The construct was then tethered between a pair of streptavidin-coated beads and visualized on a C-Trap instrument that combines dual-trap optical tweezers and single-molecule fluorescence microscopy.
Combining biochemistry, single-molecule imaging and computation, the researchers were able to see Pol II in action, following along as it accelerated and paused, and determine the role of each elongation factor responsible for its kinetics.
“This is the first time we’ve been able to see mammalian Pol II move at a physiological speed in real time and, because we labeled the various elongation factors, we were also able to measure their binding kinetics during active transcription,” first author Yukun Wang explained.
The team identified a hierarchy of several key elongation factors – P-TEFb, DSIF, PAF1C, SPT6 and RTF1 – which act synergistically to achieve optimal elongation activity.
“What’s really striking is how this machine functions almost like a finely tuned automobile,” added corresponding author Shixin Liu. “It has the equivalent of multiple gears, or speed modes, each controlled by the binding of different regulatory proteins. We figured out, for the first time, how each gear is controlled.”

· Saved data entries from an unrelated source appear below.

PR #2957, opened 2024-12-15
Install templates from remote tarball

### LINKED ISSUE #2955: Install templates from a remote tarball
Broken out from #2555 @jandubois: 

> **There is no way to install templates from a remote tarball**
>
> Since we [sc. Rancher Desktop] can't rely on git being installed, we need to install using `--dir` from a local directory because there is no option to install from a remote tarball like this:
>
> `spin templates install --from https://github.com/fermyon/spin/archive/refs/heads/main.tar.gz`
>
> That means we need to download the file ourselves, unpack it into a temporary directory, install from there, and then remove the temporary directory again.
>
> Since we are doing this from a shell script, it means we need curl or wget, neither of which are guaranteed to be installed.

itowlson:
Fixes #2955.

```
$ rm -rf ~/.local/share/spin/templates/
$ spin templates install --tar https://github.com/fermyon/spin/archive/refs/tags/v3.0.0.tar.gz
Copying remote template source
Installing template http-go...
Installing template redis-go...
Installing template http-grain...
Installing template http-empty...
Installing template redis-rust...
Installing template static-fileserver...
Installing template http-rust...
Installing template http-zig...
Installing template redirect...
Installing template http-c...
Installing template http-php...
Installed 11 template(s)

+------------------------------------------------------------------------+
| Name                Description                                        |
+========================================================================+
| http-c              HTTP request handler using C and the Zig toolchain |
| http-empty          HTTP application with no components                |
| http-go             HTTP request handler using (Tiny)Go                |
| http-grain          HTTP request handler using Grain                   |
| http-php            HTTP request handler using PHP                     |
| http-rust           HTTP request handler using Rust                    |
| http-zig            HTTP request handler using Zig                     |
| redirect            Redirects a HTTP route                             |
| redis-go            Redis message handler using (Tiny)Go               |
| redis-rust          Redis message handler using Rust                   |
| static-fileserver   Serves static files from an asset directory        |
+------------------------------------------------------------------------+
```

### DIFF
--- a/crates/templates/src/source.rs
+++ b/crates/templates/src/source.rs
@@ -25,6 +25,12 @@ pub enum TemplateSource {
     /// Templates much be in a `/templates` directory under the specified
     /// root.
     File(PathBuf),
+    /// Install from a remote tarball.
+    ///
+    /// Templates should be in a `/templates` directory under the root of the tarball.
+    /// The implementation also allows for there to be a single root directory containing
+    /// the `templates` directory - this makes it compatible with GitHub release tarballs.
+    RemoteTar(Url),
 }
 
 /// Settings for installing templates from a Git repository.
@@ -72,6 +78,9 @@ impl TemplateSource {
                     None
                 }
             }
+            Self::RemoteTar(url) => Some(crate::reader::RawInstalledFrom::RemoteTar {
+                url: url.to_string(),
+            }),
         }
     }
 
@@ -96,6 +105,7 @@ impl TemplateSource {
         match self {
             Self::Git(git_source) => clone_local(git_source).await,
             Self::File(path) => check_local(path).await,
+            Self::RemoteTar(url) => download_untar_local(url).await,
         }
     }
 
@@ -103,6 +113,7 @@ impl TemplateSource {
         match self {
             Self::Git { .. } => true,
             Self::File(_) => false,
+            Self::RemoteTar(_) => true,
         }
     }
 }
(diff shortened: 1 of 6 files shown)


crates/templates/src/source.rs
```diff
@@ -192,6 +203,84 @@ async fn check_local(path: &Path) -> anyhow::Result<LocalTemplateSource> {
...
+
+    Ok(LocalTemplateSource {
+        root: templates_root,
+        _temp_dir: Some(temp_dir),
+    })
+}
+
+fn bypass_gh_added_root(unpack_dir: PathBuf) -> PathBuf {
+    // GitHub adds a prefix directory to release tarballs (e.g. spin-v3.0.0/...).
+    // We try to locate the repo root within the unpacked tarball.
```
rylev, line 236: Nit: any reason to not make this a doc comment on the function so that this surfaces more easily when code spelunking?

src/commands/templates.rs
```diff
@@ -119,15 +131,19 @@ impl Install {
...
-            (None, Some(dir)) => {
+            (None, Some(dir), None) => {
                 let abs_dir = dir.absolutize().map(|d| d.to_path_buf());
                 TemplateSource::File(abs_dir.unwrap_or_else(|_| dir.clone()))
             }
+            (None, None, Some(tar_url)) => {
+                let url = url::Url::parse(tar_url).context("Invalid URL for remote tar")?;
+                TemplateSource::RemoteTar(url)
+            }
             _ => anyhow::bail!("Exactly one of `git` and `dir` sources must be specified"),
```
rylev, line 147: This error should be updated to reflect the third option

crates/templates/src/source.rs
```diff
@@ -192,6 +203,84 @@ async fn check_local(path: &Path) -> anyhow::Result<LocalTemplateSource> {
     }
 }
 
+async fn download_untar_local(url: &Url) -> anyhow::Result<LocalTemplateSource> {
```
rylev, line 206: Would this make sense as a function on `LocalTemplateSource`? Like `LocalTemplateSource::from_remote_tarball`? Then you can leave a doc comment outlining that it downloads the tarball to a temp dir.

rylev (approved):
I have some nits that I'd love to see addressed, but nothing is blocking.

crates/templates/src/source.rs
itowlson: The other "pull down a remote source" functions are free, so I've followed the same pattern for now.  We can change them all to methods in a separate refactoring pass if we prefer that.  In the meantime I've added the doc comment.

PR #2964, opened 2024-12-16
Work around breaking change in `cross`

itowlson:
`cross` no longer works on Rust 1.79 so we need to move to 1.81.


itowlson:
The Redis tests fall foul of the new "this assumes ! fallback type is ()" lint.  Upgrading to latest Redis crate didn't help.  I guess maybe we need to pick a concrete type of something but I'm proposing to punt on it for now in order to unblock PRs, and circle back to it in our copious spare time.

lann (approved):

PR #2971, opened 2024-12-19
Fix deny-all adapter for socket imports

### LINKED ISSUE #2969: Better error messages when component dependencies are not allowed to inherit configuration
Using Spin 3.1.0.

My Spin component has a dependency on a component which need access to an inference model. I did not configure `dependencies_inherit_configuration = true` for the Spin component, so the dependency would not get access to the model. The error message I was getting was not helping me track down the problem:

```
> spin up
Storing default key-value data to ".spin/sqlite_key_value.db".
Error: failed to resolve dependencies for component "challenge1"

Caused by:
   0: an error occurred when preparing dependencies
   1: encoding produced a component that failed validation
   2: type mismatch for import `wasi:sockets/udp-create-socket@0.2.0`
type mismatch in instance export `udp-socket`
resource types are not the same (ResourceId { globally_unique_id: 3, contextually_unique_id: 21 } vs. ResourceId { globally_unique_id: 3, contextually_unique_id: 102 }) (at offset 0x227e1ee)
```

The dependent component was built in Python, using componentize-py.

fibonacci1729:
Fixes #2969


lann (commented):
lgtm but since we paired on the fix another set of eyes would be good

itowlson (approved):
LGTM but since I am as ignorant as apples... _grin_

Should we do a 3.1 patch for this?

fibonacci1729:
Yes a patch makes sense. I can't get to it today but I can cut a release tomorrow morning.

PR #2976, opened 2025-01-09
fix #2974 -- use redis::aio::ConnectionManager

### LINKED ISSUE #2974: io error: broken pipe when accessing redis-backed KV store
I have an application ([tfenster/verified-bluesky](https://github.com/tfenster/verified-bluesky)) that worked fine on your cloud, but due to the limit of 1024 entries to the KV store, I moved it to Azure (Azure Kubernetes Service, Azure Cache for Redis). Since then, it works for some time (didn't exactly check, but seems like a few minutes), but then calls to the KV store fail with "io error: broken pipe". I have narrowed it down to the following piece of code as the easiest repro, but other places accessing the store also fail with the same error:

```
package main

import (
	"encoding/json"
	"fmt"
	"net/http"
	"strings"

	spinhttp "github.com/fermyon/spin/sdk/go/v2/http"
	"github.com/fermyon/spin/sdk/go/v2/kv"
)

func init() {
	spinhttp.Handle(func(w http.ResponseWriter, r *http.Request) {
		switch r.Method {
		case http.MethodGet:
			fmt.Println("Getting stats")
			store, err := kv.OpenStore("default")
			if err != nil {
				http.Error(w, "Error opening kv store "+err.Error(), http.StatusInternalServerError)
				return
			}
			defer store.Close()

			fmt.Println("Getting keys")
			keys, err := store.GetKeys()
			if err != nil {
				http.Error(w, "Error getting keys from kv store "+err.Error(), http.StatusInternalServerError)
				return
			}
...
		}
	})
}

func main() {}
```

The call to `kv.OpenStore` still seems to work, but `store.GetKeys()` fails and I get this response:

```
HTTP/1.1 500 Internal Server Error
Date: Sun, 05 Jan 2025 08:23:35 GMT
Content-Type: text/plain; charset=utf-8
Content-Length: 55
Connection: close
x-content-type-options: nosniff
Strict-Transport-Security: max-age=31536000; includeSubDomains

Error getting keys from kv store io error: broken pipe
```

For full context, see [main.go](https://github.com/tfenster/verified-bluesky/blob/main/stats/main.go). The logs only show this

```
Getting stats
Getting keys
```

The setup of the redis backend and creation of the runtime config looks like this

```
az redis create -n $redisName -g $rgAndClusterName -l $location --sku Basic --vm-size c0 --redis-configuration '{ "maxmemory-policy": "noeviction" }'
$redisKeys = $(az redis list-keys -n $redisName -g $rgAndClusterName) | ConvertFrom-Json

@"
[key_value_store.default]
type = "redis"
url = "rediss://:$($redisKeys.primaryKey)@$redisName.redis.cache.windows.net:6380"
"@ | Out-File ./runtime-config-redis.toml
```

I then bring that to this secret (content obviously redacted)

```
apiVersion: v1
kind: Secret
metadata:
  name: verified-bluesky-runtime-config
type: Opaque
data:
  runtime-config.toml: ...
```

Deploying the spin app looks like this [spinapp.yaml](https://github.com/tfenster/verified-bluesky/blob/main/deployment/spinapp.yaml) and the latest build to create and push the OCI artifact is [here](https://github.com/tfenster/verified-bluesky/actions/runs/12617707923/job/35160266826).

Let me know if I can share anything else

Not sure if that is relevant, but this is the output of the commands you asked for in the template, taken from my dev environment:
* Spin version (`spin --version`): 
```
vscode ➜ /workspaces/verified-bluesky/deployment (main) $ spin --version
spin 3.1.1 (aa919ce 2024-12-20)
```
```
vscode ➜ /workspaces/verified-bluesky/deployment (main) $ spin plugins list --installed
cloud 0.10.0 [installed]
kube 0.3.1 [installed]
```

fibonacci1729:
Fixes #2974

This replaces the use of `redis::aio::MultiplexedConnection` with `redis::aio::ConnectionManager` which automatically attempts to retry connecting upon error. See [this](https://docs.rs/redis/latest/redis/aio/struct.ConnectionManager.html#behavior) for behavior of `ConnectionManager`. To handle *not* passing on the first error to the user as described by "When a command sent to the server fails with an error that represents a “connection dropped” condition, that error will be passed on to the user..." relevant implementations of `Store` now implement `after_open()` which will to try ping the connection to trigger the automatic retry.

### DIFF
--- a/crates/key-value-redis/src/store.rs
+++ b/crates/key-value-redis/src/store.rs
@@ -1,15 +1,14 @@
 use anyhow::{Context, Result};
-use redis::{aio::MultiplexedConnection, parse_redis_url, AsyncCommands, Client, RedisError};
+use redis::{aio::ConnectionManager, parse_redis_url, AsyncCommands, Client, RedisError};
 use spin_core::async_trait;
 use spin_factor_key_value::{log_error, Cas, Error, Store, StoreManager, SwapError};
-use std::ops::DerefMut;
 use std::sync::Arc;
-use tokio::sync::{Mutex, OnceCell};
+use tokio::sync::OnceCell;
 use url::Url;
 
 pub struct KeyValueRedis {
     database_url: Url,
-    connection: OnceCell<Arc<Mutex<MultiplexedConnection>>>,
+    connection: OnceCell<ConnectionManager>,
 }
 
 impl KeyValueRedis {
@@ -30,10 +29,8 @@ impl StoreManager for KeyValueRedis {
             .connection
             .get_or_try_init(|| async {
                 Client::open(self.database_url.clone())?
-                    .get_multiplexed_async_connection()
+                    .get_connection_manager()
                     .await
-                    .map(Mutex::new)
-                    .map(Arc::new)
             })
             .await
             .map_err(log_error)?;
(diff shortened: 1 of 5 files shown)


dicej (approved):
LGTM.  It's a little weird that we have to clone the `ConnectionManager` to call any `redis::Commands` methods, but I guess it makes more sense than adding a layer of `Arc<Mutex<...>>` on top of it.

crates/key-value-redis/src/store.rs
```diff
@@ -55,90 +52,69 @@ impl StoreManager for KeyValueRedis {
...
-    connection: Arc<Mutex<MultiplexedConnection>>,
+    connection: ConnectionManager,
     bucket_rep: u32,
 }
 
 #[async_trait]
 impl Store for RedisStore {
+    async fn after_open(&self) -> Result<(), Error> {
+        if let Err(_error) = self.connection.clone().ping::<()>().await {
+            //If IO error happens, ConnectionManager will start reconneciton in background
```
itowlson, line 69:
```suggestion
            //If IO error happens, ConnectionManager will start reconnection in background
```

crates/key-value-redis/src/store.rs
```diff
@@ -55,90 +52,69 @@ impl StoreManager for KeyValueRedis {
...
+            //so we do not take any action and just pray re-connection will be successful.
```
itowlson, line 70: Boy the enterprise adopters are gonna love that "just pray"

Is it worth emitting an info or trace log that the connection expired and we've pinged for a reconnect?

crates/key-value-redis/src/store.rs
```diff
@@ -55,90 +52,69 @@ impl StoreManager for KeyValueRedis {
...
     key: String,
-    connection: Arc<Mutex<MultiplexedConnection>>,
+    connection: ConnectionManager,
     bucket_rep: u32,
 }
 
 #[async_trait]
 impl Store for RedisStore {
+    async fn after_open(&self) -> Result<(), Error> {
+        if let Err(_error) = self.connection.clone().ping::<()>().await {
```
itowlson, line 68: Is there a reason for doing this at store open time instead of just-in-time if a command fails?  The "just pray" thing makes me worry we have a race condition if we don't allow recovery during a command...?

fibonacci1729: If we do it per command, then there is a round-trip cost incurred for each request. Doing it this way would at least trigger the `ConnectionManager` to kickoff an automatic reconnect before any commands are issued.

crates/key-value-redis/src/store.rs
fibonacci1729: I was going to and noticed that `key-value-redis` didn't log anywhere :trollface: 

Happy to bring log or tracing into this crate instead of gobbling the error.

itowlson: Nah no worries, leave it for now

crates/key-value-redis/src/store.rs
itowlson: Well I was thinking do it if a command _failed_ rather than on _every_ command, so it would only incur the ping cost if actually needed rather than on every open, and that would also handle the situation where great Zeus on high Olympus spurned the praying.  (Goats.  You need more goats.)  But I'm probably imagining situations that never happen in practice - very happy to get this into users' hands as is.

fibonacci1729: I hear you. It seems like we'd be swapping one potential race for another or at least have to implement a command retry mechanism on top of each request to ache8ve that which seems like alot more code 🫣

If you're ok with it, I think I'd like to land this as-is and revisit if weirdness persists.

itowlson: :shipit: :shipit: :shipit:

itowlson (approved):
did I mention :shipit:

As well as shedding light on how this regulatory mechanism may be involved in disease and opening doors for therapeutic design – P-TEFb, for example, is considered a promising drug target for leukemia and solid tumors – the platform proves that single-molecule visualization is possible in a fully reconstituted mammalian system. As such, there are a multitude of potential applications, in biology and beyond.
“Anything that involves navigation in space and changes in speed could potentially use this software,” prophesized Joel E. Cohen, an author on the paper.